Let $ U $ be a scheme and $ G $ an (affine) algebraic group. Let $ \pi: P \rightarrow U $ be a principal $ G $-bundle. Suppose $ X $ is another scheme with an action $ a : G \times X \rightarrow X $ of $ G $ on $ X $. Then one can construct the associated $ X $-bundle on $ U $, denoted $ \eta : P \times_G X \rightarrow U $ and here is where I will be sloppy - the scheme $ P \times_G X $ is constructed as a quotient of $ P \times X $ by the $ G $-action $ g \cdot (p,x) := (pg^{-1}, gx) $ and $ \eta(p,x) = \pi(p) $ is well defined.
A special case of this construction is when $ X = \mathbb{A}(V) $ is the affine space associated to a finite dimensional vector space $ V $ and the action $ a $ gives a representation of $ G $. In that case, we get the associated vector bundle $ P \times_G \mathbb{A}(V) \rightarrow U $.

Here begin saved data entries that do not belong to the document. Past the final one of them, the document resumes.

PR #3021, opened 2026-05-26
Boat: add range, consumption, new gear indicator and optional temperatures

citolen:
New boat page features:
- redesigned gear indicator
- time to go moved from bottom center to bottom left slot
- add range and consumption
- add setting to display temperatures, off by default
- display temperatures

Requires a new setting: `Gui/ElectricPropulsionUI/ShowTemperatures 0 i 0 1`

The temperatures are intentionally behind the navigation bar, they will only show once the navigation bar has disappeared.

5" dual  
image

7" dual  
image

5" single  
image

7" single  
image

Settings:  
image


pages/boat/BoatPage_Landscape.qml
```diff
@@ -149,6 +131,24 @@ Boat.Background { // the blue shadows
...
+
+	Boat.Temperatures {
+		id: temperatures
+
+		visible: showTemperaturesItem.value ?? false
+
+		anchors {
+			horizontalCenter: parent.horizontalCenter
+		}
+		y: Theme.geometry_screen_height - Theme.geometry_statusBar_height - temperatures.height - Theme.geometry_boatPage_temperature_bottomMargin
```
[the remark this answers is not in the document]
citolen: This is intended, we want the temperatures to sit behind the nav bar.

blammit:
Updated some QML files to use tabs instead of spaces to align with other files in the code base.

pages/boat/BoatPage_Landscape.qml
```diff
@@ -149,6 +131,24 @@ Boat.Background { // the blue shadows
...
 
+	VeQuickItem {
+		id: showTemperaturesItem
+		uid: !!Global.systemSettings ? Global.systemSettings.serviceUid + "/Settings/Gui/ElectricPropulsionUI/ShowTemperatures" : ""
+	}
+
+	Boat.Temperatures {
+		id: temperatures
+
+		visible: showTemperaturesItem.value ?? false
```
blammit: Nitpick: would put the `visible` declaration below the anchors/y positioning, to align with code elsewhere.

pages/boat/Consumption.qml
```diff
@@ -0,0 +1,66 @@
...
+
+	VeQuickItem {
+		id: consumptionItem
+
+		uid: Global.system.serviceUid ? Global.system.serviceUid + "/MotorDrive/" + (root.useWatt ? "ConsumptionWhkm" : "ConsumptionAhkm") : ""
+		sourceUnit: Units.unitToVeUnit(root.sourceUnit)
+		displayUnit: Units.unitToVeUnit(root.displayUnit)
+	}
+
+	visible: consumptionItem.valid
```
blammit: Can you put this in line 39, so that it goes above the `VeQuickItem` children?

pages/boat/Gear.qml
```diff
@@ -5,66 +5,46 @@
...
-	spacing: Theme.geometry_boatPage_gearRow_spacing
-	visible: motorDrive.direction.valid
-
-	component GearIndicator : Item {
-		required property int gear
-		property alias text: gearLabel.text
-
-		width: Theme.geometry_boatPage_gearHighlighter_width
-		height: Theme.geometry_boatPage_gearHighlighter_height + Theme.geometry_boatPage_gear_verticalMargin + gearLabel.height
+	width: gearLabel.width
```
blammit: Can set `implicitWidth` and `implicitHeight` instead of `width` and `height` here, since this is setting the root item's preferred size based on its children.

pages/boat/LargeCenterGauge.qml
```diff
@@ -237,6 +238,40 @@ Item {
...
+
+		anchors {
+			horizontalCenter: rpmGauge.horizontalCenter
+			bottom: rpmGauge.bottom
+			bottomMargin: Theme.geometry_boatPage_singleRpmLabel_bottomMargin
+		}
+		width: 2 * rpmGauge.radius * Math.sin(((outerGauge.endAngle - outerGauge.startAngle) * Math.PI / 180) / 2)
+		visible: rpmGauge.visible
+
+		spacing: 5
```
blammit: Refer to a theme variable instead of a hardcoded value.

pages/boat/LargeCenterGauge.qml
```diff
@@ -257,23 +292,25 @@ Item {
...
+				bottom: leftRpmLabel.bottom
 			}
-			width: Theme.geometry_boatPage_dualRpmSeparator_width
+
+			verticalAlignment: Text.AlignVCenter
+			height: font.pixelSize
+			font.pixelSize: Theme.font_boatPage_rpm_label_pixelSize
 			color: Theme.color_font_secondary
-			visible: Theme.screenSize === Theme.FiveInch
+			text: qsTrId("boat_page_rpm")
```
blammit: Maybe use `text: singleRpmUnitLabel.text` instead, in case the translation id changes or disappears later on.

pages/boat/Range.qml
```diff
@@ -0,0 +1,51 @@
...
+	id: root
+
+	readonly property int displayUnit: {
+		switch (Global.systemSettings.speedUnit) {
+			case VenusOS.Units_Speed_MilesPerHour:
+				return VenusOS.Units_Mile;
+			case VenusOS.Units_Speed_Knots:
+				return VenusOS.Units_Nautical_Mile;
+			case VenusOS.Units_Speed_KilometresPerHour:
+			case VenusOS.Units_Speed_MetresPerSecond:
```
blammit, line 18: For EVs, when showing their `/RangeToGo` value in the Devices list, we use `VenusOS.Units_Metre` (rather than VenusOS.Units_Kilometre) if the system speed unit is `VenusOS.Units_Speed_MetresPerSecond`, as per [this code](https://github.com/victronenergy/gui-v2/blob/main/pages/settings/devicelist/delegates/DeviceListDelegate_ev.qml#L16). Should it be the same here, or are they different cases?

pages/boat/Range.qml
```diff
@@ -0,0 +1,51 @@
...
+
+	VeQuickItem {
+		id: rangeItem
+
+		uid: Global.system.serviceUid ? Global.system.serviceUid + "/MotorDrive/Range" : ""
+		sourceUnit: Units.unitToVeUnit(VenusOS.Units_Kilometre)
+		displayUnit: Units.unitToVeUnit(root.displayUnit)
+	}
+
+	visible: rangeItem.valid
```
blammit: Move this to above the child `VeQuickItem` declarations

pages/boat/Range.qml
```diff
@@ -0,0 +1,51 @@
...
+		//% "Range"
+		text: qsTrId("boat_page_range_label")
+	}
+
+	QuantityLabel {
+		anchors.horizontalCenter: parent.horizontalCenter
+		font.pixelSize: Theme.font_boatPage_range_value_pixelSize
+		value: rangeItem.valid ? rangeItem.value : 0
+		unit: root.displayUnit
+		unitColor: Theme.color_font_secondary
```
blammit: This is already the default unit colour.

pages/boat/Temperatures.qml
```diff
@@ -0,0 +1,122 @@
...
+		anchors.horizontalCenter: parent.horizontalCenter
+
+		font.pixelSize: Theme.font_boatPage_temperature_columnHeader_pixelSize
+		color: Theme.color_font_secondary
+	}
+
+	component Temperature: QuantityLabel {
+		font.pixelSize: Theme.font_boatPage_temperature_value_pixelSize
+		unit: Global.systemSettings.temperatureUnit
+		unitText: "°"
```
blammit: Can use `Units.degreesSymbol()` instead

pages/boat/Temperatures.qml
```diff
@@ -0,0 +1,122 @@
...
+		visible: !isNaN(value)
+	}
+
+	component TemperatureColumn : Column {
+		required property string label
+		required property string dataProperty
+
+		spacing: Theme.geometry_boatPage_temperature_temperatureColumn_spacing
+
+		visible: motorDrives.singleMotorDrive && motorDrives.singleMotorDrive[dataProperty].valid ||
```
blammit: Please put `||` at the start of the next line instead.

pages/boat/Temperatures.qml
```diff
@@ -0,0 +1,122 @@
...
+		}
+	}
+
+	component TemperatureSeparator: SeparatorBar {
+		anchors.verticalCenter: parent.verticalCenter
+		height: Theme.geometry_boatPage_temperature_temperatureSeparator_height
+		width: Theme.geometry_boatPage_temperature_temperatureSeparator_width
+	}
+
+	Column {
```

All this is easy if we were in the category of topological spaces but my question is in the part where I was sloppy: Why does the quotient exist in the category of schemes? Are there some conditions on $ G,X $ that we need to assume beforehand? I know vaguely that from GIT, we can do it if $ G $ is reductive(?), but a complete answer or a reference where this construction is carried out carefully will be appreciated.